The physical processes of the plant are just one factor—a factor that can change with engineering and capital investment. What happened with Sunoco was a lack of available capital to make the changes, and no promise that the changes would alter the market pricing.
The Sunoco operations had to use light sweet crude, and the location of the two refining operations brought pain to the company—a combination of market factors that created massive losses.
⦁ The cost to convert to use heavy oil with higher sulfur was beyond the short-term capital resources of the company.
⦁ The light sweet crude had to come from international sources, since the US cabotage rules under the Jones Act restricted the movement of domestic oils by sea to US flag vessels, and there is a relative shortage of US flag crude tankers in the Atlantic (in fact, no US flag crude tankers work the Atlantic Coast).
⦁ Crude oil pipelines do not run to the Sunoco refineries, so the lower cost domestic crudes could not get to the Sunoco operations.
⦁ The Sunoco operations did not have the handling facilities to take trainloads of crude, so rail shipments could not bring domestic oils to the refineries.
⦁ European refineries made more RBOB and CBOB than their local markets could consume. These refineries, many optimized to use less expensive heavy and sour crudes, unloaded the gasoline into the New York market at prices below Sunoco’s ability to turn Brent crude into gasoline.

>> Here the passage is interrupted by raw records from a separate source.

PR #3020, opened 2024-10-17
fix: prevent download button layout shifts

fhennig:
preview URL:

### Summary

The download button didn't have a fixed with, and so the width dependent on the amount of width of the characters inside. This PR fixes the width to a fixed value so the layout doesn't change anymore when the number of selected sequences changes.

### Screenshot
n/A

### PR Checklist

### DIFF
--- a/website/src/components/SearchPage/DownloadDialog/DowloadDialogButton.tsx
+++ b/website/src/components/SearchPage/DownloadDialog/DowloadDialogButton.tsx
@@ -1,0 +1,36 @@
+import type { FC } from 'react';
+
+import type { DownloadParameters } from './DownloadParameters';
+import { formatNumberWithDefaultLocale } from '../../../utils/formatNumber';
+
+type DownloadDialogButtonProps = {
+    onClick: () => void;
+    downloadParams: DownloadParameters;
+};
+
+/**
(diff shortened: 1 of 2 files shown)


corneliusroemer:
Thanks! I've added the preview label to look at it - it saves the reviewer time if the preview is already up!

Also, this PR is perfect for a screencast, get something like Gifox to make it easy to record GIFs.

corneliusroemer (approved):
Good improvement!

What about the initial layout shift between "all" and "1 selected entry"? That might also be nice to get rid of.

corneliusroemer:
@theosanderson you might have views on the TS code - so just added a review request for you

fhennig:
> What about the initial layout shift between "all" and "1 selected entry"? That might also be nice to get rid of.

I think if the button has a lot of empty space in it (because the label is much shorter) it also looks a bit odd. Especially if the 'selecting sequences' feature is rarely used, the button will look oddly shaped a lot of the time, so I think this intial layout shift is fine.

Now that I think about it, maybe a different solution could be do have the button size change, but have whitespace around the button to not shift other elements around instead!

But I did this as just a filler task and because I was curious, so I won't do anything more on this for now.

Thanks for the review/merge! (Also the gif is great)

PR #3021, opened 2024-10-17
feat: Generate unique and descriptive filenames for download

### LINKED ISSUE #2327: Better file names to avoid `details (18).tsv`, e.g. `loculus_cchf_metadata_202407231323.tsv`
I downloaded some metadata and noticed that the download file name was rather undescriptive: `details.tsv`. It's so generic that it causes duplication issues, e.g. in my case I already have 17 `details.tsv`s, so it ended up as `details (18).tsv`

One approach I find useful in practice is to use timestamped URLs. Anything is better than the current situation, though.

Off the top of my head, this might work well:

```
DOMAIN_ORGANISM_DATATYPE_DATETIME.EXTENSION
```

Where DOMAIN could be something like `loculus`, or `pathoplexus`, maybe this could be configured in values.yaml.

ORGANISM is obvious.

Filetype is good to have, e.g. `metadata` or `sequences` or `aligned`. Datetime could include minutes, or even seconds, to completely avoid duplicates.

Extra things we could possibly embed in file name: 
- number of records included
- open only, vs. restricted included
- ...

I don't think we need to be very stable here, people shouldn't rely on exact filenames - this is more for convenience. We could possibly allow users to set filenames themselves if they are picky, maybe LAPIS supports that already?

fhennig:
resolves #2327

preview URL:

### Summary

Generates filenames like `Loculus_ebola-zaire_unalignedNucleotideSequences_2024-10-17-1645` for the files that are downloaded from the DownloadDialog.

### Screenshot
n/a

### PR Checklist


corneliusroemer:
The preview url doesn't work because we only put the first 25 characters in the URL, if you use shorter branch names it's easier to guess the branch name. But you can look the actual url up in argocd:
Brave Browser 2024-10-18 15 37 17

website/src/components/SearchPage/DownloadDialog/DownloadUrlGenerator.ts
```diff
@@ -0,0 +1,134 @@
...
+        return {
+            url: `${baseUrl}?${params}`,
+            baseUrl,
+            params,
+        };
+    }
+
+    private generateFilename(dataType: string): string {
+        const timestamp = new Date().toISOString().slice(0, 16).replace('T', '-').replace(':', '');
+        return `${this.websiteName}_${this.organism}_${dataType}_${timestamp}`;
```
corneliusroemer, line 112:
```suggestion
        return `${this.websiteName.to_kebap()}_${this.organism.to_kebap()}_${dataType.to_kebap()}_${timestamp}`;
```

I think it's good to only use lower case in the file names, and so turn anything that might be camelCase into kebab-case as well.

website/src/components/SearchPage/DownloadDialog/DownloadDialog.spec.tsx
```diff
@@ -91,21 +102,29 @@ describe('DownloadDialog', () => {
...
         await userEvent.click(screen.getByLabelText(/Yes, include older versions/));
         await userEvent.click(screen.getByLabelText(/Raw nucleotide sequences/));
         await userEvent.click(screen.getByLabelText(/Gzip/));
-        expect(getDownloadHref()).toBe(
-            `${defaultLapisUrl}/sample/unalignedNucleotideSequences?downloadAsFile=true&dataUseTerms=OPEN&compression=gzip&accessionVersion=SEQID1&accessionVersion=SEQID2`,
+
+        [path, query] = getDownloadHref()?.split('?') ?? [];
+        expect(path).toBe(`${defaultLapisUrl}/sample/unalignedNucleotideSequences`);
+        expect(query).toMatch(
+            /downloadAsFile=true&downloadFileBasename=Loculus_ebola_unalignedNucleotideSequences_\d\d\d\d-\d\d-\d\d-\d\d\d\d&dataUseTerms=OPEN&compression=gzip&accessionVersion=SEQID1&accessionVersion=SEQID2/,
```
corneliusroemer, line 118:
```suggestion
            /downloadAsFile=true&downloadFileBasename=loculus_ebola_unaligned-nucleotide-sequences_\d\d\d\d-\d\d-\d\d-\d\d\d\d&dataUseTerms=OPEN&compression=gzip&accessionVersion=SEQID1&accessionVersion=SEQID2/,
```

cleaner file name if there's no casing irregularity

corneliusroemer (changes requested):
Great stuff, works well, just realized that my spec wasn't entirely complete re casing irregularity - I think changing camelCase to kebab-case would be good, and probably using "sequences" instead of "unaligned-nucleotide-sequences".

fhennig:
Thanks for the feedback, I already thought that we might iterate on the exact filename, but I was happy with getting all the components in place. I agree on the casing stuff and the filename being to long, I like all your suggestions!

website/src/components/SearchPage/DownloadDialog/DownloadUrlGenerator.ts
fhennig: https://github.com/loculus-project/loculus/pull/3021/commits/8bebb799b732029c21509f405de80f66362ae5f8

website/src/components/SearchPage/DownloadDialog/DownloadDialog.spec.tsx
fhennig: tests adapted: https://github.com/loculus-project/loculus/pull/3021/commits/4e18a6718aab31b2e885246fa06de4b2ba127f8c

website/src/components/SearchPage/DownloadDialog/DownloadUrlGenerator.ts
```diff
@@ -0,0 +1,114 @@
...
+        return {
+            url: `${baseUrl}?${params}`,
+            baseUrl,
+            params,
+        };
+    }
+
+    private generateFilename(downloadDataType: DownloadDataType): string {
+        const siteName = kebabCase(this.websiteName);
+        const organism = kebabCase(this.organism);
```
theosanderson, line 109: This will already be a "technical name" (if I understand correctly) - I'm not sure we need to do anything to it

website/src/components/SearchPage/DownloadDialog/DownloadUrlGenerator.ts
```diff
@@ -0,0 +1,114 @@
...
+        const dataType = dataTypeForFilename(downloadDataType);
+        const timestamp = new Date().toISOString().slice(0, 16).replace('T', '').replace(':', '').replaceAll('-', '');
```
theosanderson, line 111: IMO we should leave some separators in the datetime or it's not obvious it's a date-time and just seems like a very long weird number

fhennig: I have now opted for this format: `2024-10-22T1430` which is the ISO format with just the colon removed (which I think is not allowed in filenames on windows).

website/src/components/SearchPage/DownloadDialog/DownloadUrlGenerator.ts
corneliusroemer: Might be nice to kebab just in case, but doesn't matter right now

website/src/components/SearchPage/DownloadDialog/DownloadUrlGenerator.ts
corneliusroemer: I probably prefer T over `_` as we use `_` as the highest level separator already and date and time belong together, and aren't separate as for example filetype and organism.

I think most people will recognize the date either way, and the time probably too after they've done a few downloads.

So I'd go for `2024-10-22T1430`

website/src/components/SearchPage/DownloadDialog/DownloadUrlGenerator.ts
fhennig: Yeah I agree so I'd keep it

website/src/components/SearchPage/DownloadDialog/DownloadUrlGenerator.ts
fhennig: agree with Cornelius here, so I'll just leave it at that for now and as Theo said, we can also do this as a follow up change if we maybe gather more feedback and it's an issue.

website/src/components/SearchPage/DownloadDialog/DownloadDataType.ts
```diff
@@ -5,18 +5,18 @@ export type DownloadDataType =
...
- * Get a shortened kebab-case datatype.
+ * Get a shortened kebab-case datatype including the gene and sequence as well.
  */
 export const dataTypeForFilename = (dataType: DownloadDataType): string => {
     switch (dataType.type) {
         case 'metadata':
             return 'metadata';
         case 'unalignedNucleotideSequences':
-            return 'nuc';
+            return dataType.segment !== undefined ? `nuc-${dataType.segment}` : 'nuc';
```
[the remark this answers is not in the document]
fhennig: Ahh that's what you meant in chat. I didn't understand at first, but I checked on ppx and it's undefined, and then I also checked the code:

```tsx
            case 1:
                downloadDataType = {
                    type: 'unalignedNucleotideSequences',
                    segment: isMultiSegmented
                        ? referenceGenomesSequenceNames.nucleotideSequences[unalignedNucleotideSequence]
                        : undefined,
                };
                break;
            case 2:
                downloadDataType = {
                    type: 'alignedNucleotideSequences',
                    segment: isMultiSegmented
                        ? referenceGenomesSequenceNames.nucleotideSequences[alignedNucleotideSequence]
                        : undefined,
                };
                break;
```


-> It's undefined if not multisegmented.

website/package-lock.json
```diff
@@ -24,6 +24,7 @@
                 "chart.js": "^4.4.6",
                 "flowbite-react": "^0.10.2",
                 "jsonwebtoken": "^9.0.2",
+                "just-kebab-case": "^4.2.0",
```
corneliusroemer, line 27: Seems to be decent library 👍

fhennig: It's pretty minimal which is good I think

website/src/components/SearchPage/DownloadDialog/DownloadDataType.ts
```diff
@@ -0,0 +1,39 @@
...
+
+/**
+ * Get a shortened kebab-case datatype including the gene and sequence as well.
+ */
+export const dataTypeForFilename = (dataType: DownloadDataType): string => {
+    switch (dataType.type) {
+        case 'metadata':
+            return 'metadata';
+        case 'unalignedNucleotideSequences':
+            return dataType.segment !== undefined ? `nuc-${dataType.segment}` : 'nuc';
```
corneliusroemer, line 15:
```suggestion
            // segment is undefined in case of single segmented (not e.g. main)
            return dataType.segment !== undefined ? `nuc-${dataType.segment}` : 'nuc';
```

website/src/components/SearchPage/DownloadDialog/DownloadDialog.spec.tsx
```diff
@@ -18,13 +19,14 @@ const defaultReferenceGenome: ReferenceGenomesSequenceNames = {
 };
 
 const defaultLapisUrl = 'https://lapis';
+const defaultOrganism = 'ebola';
```
corneliusroemer, line 22: Should we import `testOrganism` from vitest setup instead?

website/src/components/SearchPage/DownloadDialog/DownloadDialog.spec.tsx
```diff
@@ -66,21 +68,29 @@ describe('DownloadDialog', () => {
         });
         await checkAgreement();
 
-        expect(getDownloadHref()).toBe(
-            `${defaultLapisUrl}/sample/details?downloadAsFile=true&versionStatus=LATEST_VERSION&isRevocation=false&dataUseTerms=OPEN&dataFormat=tsv&accession=accession1&accession=accession2&field1=value1`,
+        let [path, query] = getDownloadHref()?.split('?') ?? [];
+        expect(path).toBe(`${defaultLapisUrl}/sample/details`);
+        expect(query).toMatch(
+            /downloadAsFile=true&downloadFileBasename=ebola_metadata_\d{4}-\d{2}-\d{2}T\d{4}&versionStatus=LATEST_VERSION&isRevocation=false&dataUseTerms=OPEN&dataFormat=tsv&accession=accession1&accession=accession2&field1=value1/,
```
corneliusroemer, line 74: Probably better to use `$defaultOrganism` (or $testOrganism) variable here rather than `ebola` (and in all instances below)

corneliusroemer (approved):
This is great, just some small non-blocking suggested! We can iterate on the rest as we go, nothing blocking!

fhennig:
Thanks for the review!

I didn't make these test changes as I prefer to keep unit tests with rather less than more levels of indirection and templating.

PR #3038, opened 2024-10-21
chore(ci): split gradle dependabot updates into patch and minor

corneliusroemer:
Since we now sometimes get CI failure, easier to have things less grouped

### DIFF
--- a/.github/dependabot.yml
+++ b/.github/dependabot.yml
@@ -35,10 +35,17 @@ updates:
     schedule:
       interval: weekly
     groups:
-      minorAndPatch:
+  - package-ecosystem: gradle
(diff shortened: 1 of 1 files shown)


.github/dependabot.yml
```diff
@@ -35,10 +35,17 @@ updates:
     schedule:
       interval: weekly
     groups:
-      minorAndPatch:
+  - package-ecosystem: gradle
+    directory: backend/
+    schedule:
+      interval: weekly
+    groups:
```
corneliusroemer, line 42:
```suggestion
```

fhennig (approved):

PR #3040, opened 2024-10-23
fix(config): remove unused `secrets.database.data.host` in values.yaml

fengelniederhammer:
preview URL: https://removeunuseddbhost.loculus.org/

### Summary

AFAICS, this was introduced here:
https://github.com/loculus-project/loculus/commit/e76d3ebfcaa46030ed78d32a45529c4ff87b1941#diff-8c45270b76bf36f08f571b509614d6672984b0604844a487a0ad3ba2ad794943R1467 But then later not used anymore:
https://github.com/loculus-project/loculus/commit/43bdbf0876b7d04a20b060522874b7c31a809a50#diff-2770ff9da854df0d7d21f7b41e229f84677a4b0562825d22e84ca421f8a4e3f8R66

Currently, the Loculus docs also don't mention it.

I did not find any usage. But it would be good to have a second pair of eyes checking.

Update: This field does not exist in ppx - so no need to config changes when rolling out to ppx.

### PR Checklist

### DIFF
--- a/kubernetes/loculus/values.yaml
+++ b/kubernetes/loculus/values.yaml
@@ -1468,7 +1468,6 @@ secrets:
       url: "jdbc:postgresql://loculus-database-service/loculus"
       username: "postgres"
       password: "password"
-      host: "loculus-database-service"
   keycloak-database:
     type: raw
     data:


fengelniederhammer:
I'm not sure whether we should label this as breaking - previous config will still work as the config value will be even more unused than now.

anna-parker:
Thanks for the catch! Preview looks good! LGTM!

anna-parker (approved):

PR #3112, opened 2024-10-29
feat(ingest, backend): Modify ingest to handle curation of ingested sequences

anna-parker:
resolves #

preview URL:

### PR Checklist

### DIFF
--- a/ingest/scripts/compare_hashes.py
+++ b/ingest/scripts/compare_hashes.py
@@ -6,6 +6,7 @@ from dataclasses import dataclass
 from hashlib import md5
 
 import click
+import requests
 import yaml
 
 logger = logging.getLogger(__name__)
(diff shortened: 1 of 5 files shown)


ingest/scripts/compare_hashes.py
```diff
@@ -22,13 +23,177 @@ class Config:
...
+
+def notify(config: Config, text: str):
+    """Send slack notification with blocked revision details"""
+    if config.slack_hook:
+        requests.post(config.slack_hook, data=json.dumps({"text": text}), timeout=10)
+    logger.warn(text)
+
+
+def get_curated_fields(curated_data, pre_curated_data, current_state):
+    curated_fields = {}
```
anna-parker, line 73: we actually need not only the {field: curated_value} map but we should actually have {field: {to: value, from: value}}, then when checking for the re-ingested sequence where we want to change field x from y to z, we can check if the curation is from z to y - in which case we do not revise.

ingest/scripts/compare_hashes.py
```diff
@@ -22,13 +23,177 @@ class Config:
...
+        if submitter != "insdc_ingest_user":
+            curated_data = sorted_versions[index]["original_metadata"]
+            pre_curated_data = sorted_versions[index - 1]["original_metadata"]
+            current_state = pre_curated_data = sorted_versions[-1]["original_metadata"]
+            curated_metadata_fields.update(
+                get_curated_fields(curated_data, pre_curated_data, current_state)
+            )
+    new_changed_metadata_fields = get_changed_fields(
+        record, sorted_versions[-1]["original_metadata"]
+    )
```
anna-parker, line 124: check if for all overlapping fields curation is from-to the opposite of what the current change would be - then keep curated version

ingest/scripts/compare_hashes.py
```diff
@@ -22,13 +23,177 @@ class Config:
...
+    if new_changed_metadata_fields.isdisjoint(curated_metadata_fields.keys()):
+        logger.info("Sequence has been curated before but in different fields - can be revised")
+        update_manager.revise[record["insdcAccessionBase"]] = Revision(
```
anna-parker, line 127: reminder: use hash of pre-curated revised sequence here to avoid getting into a loop, it is possible that the hash will differ but there will be "no change" = INSDC revised sequence in the same way it was curated - submit revision with only hash update to avoid getting into a loop

ingest/scripts/compare_hashes.py
```diff
@@ -22,13 +23,177 @@ class Config:
...
+    update_manager: SequenceUpdateManager,
+):
+    submitter_list = [sorted_version["submitter"] for sorted_version in sorted_versions]
+    curated_metadata_fields = {}
+    for index, submitter in enumerate(submitter_list):
+        if submitter != "insdc_ingest_user":
+            curated_data = sorted_versions[index]["original_metadata"]
+            pre_curated_data = sorted_versions[index - 1]["original_metadata"]
+            current_state = pre_curated_data = sorted_versions[-1]["original_metadata"]
+            curated_metadata_fields.update(
```
anna-parker, line 119: reminder: also check if sequence has been curated - either add a sequence_hash for all entries (this will require db surgery to add to all existing entries) or need to get this information with get-original-metadata (lot of unnecessary sequence versions download from backend) or for every sequence ingest wants to revise call loculus (also a lot of requests)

Other oil companies closed Delaware River refineries in 2009 and 2010. Managers of the closed facilities, backed by investors and some state economic incentives reopened the shuttered operations, and made the investments to process less expensive heavy sour crude. The production from those operations came online early, helping curb the finished product shortages that summer and keeping prices down.